*Action item*:
Copy exactly the lines of the records below, and only those lines, beginning with the line that contains "PR #407, opened 2016-01-12" and ending with the line that contains "Thank you @shyim.".
(Beginning of Task data)
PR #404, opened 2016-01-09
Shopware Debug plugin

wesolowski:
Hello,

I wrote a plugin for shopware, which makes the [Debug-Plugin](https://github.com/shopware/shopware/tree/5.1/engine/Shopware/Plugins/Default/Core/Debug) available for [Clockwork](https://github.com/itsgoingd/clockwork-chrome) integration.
(End of Task data)
(Beginning of Task data)
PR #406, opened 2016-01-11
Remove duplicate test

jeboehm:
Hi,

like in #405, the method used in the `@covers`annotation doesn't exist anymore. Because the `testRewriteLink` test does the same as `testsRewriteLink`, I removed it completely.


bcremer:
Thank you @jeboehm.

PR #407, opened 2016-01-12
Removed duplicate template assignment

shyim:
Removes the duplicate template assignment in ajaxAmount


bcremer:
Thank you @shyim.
(End of Task data)
*Answer to this exercise*:
PR #407, opened 2016-01-12
Removed duplicate template assignment

shyim:
Removes the duplicate template assignment in ajaxAmount


bcremer:
Thank you @shyim.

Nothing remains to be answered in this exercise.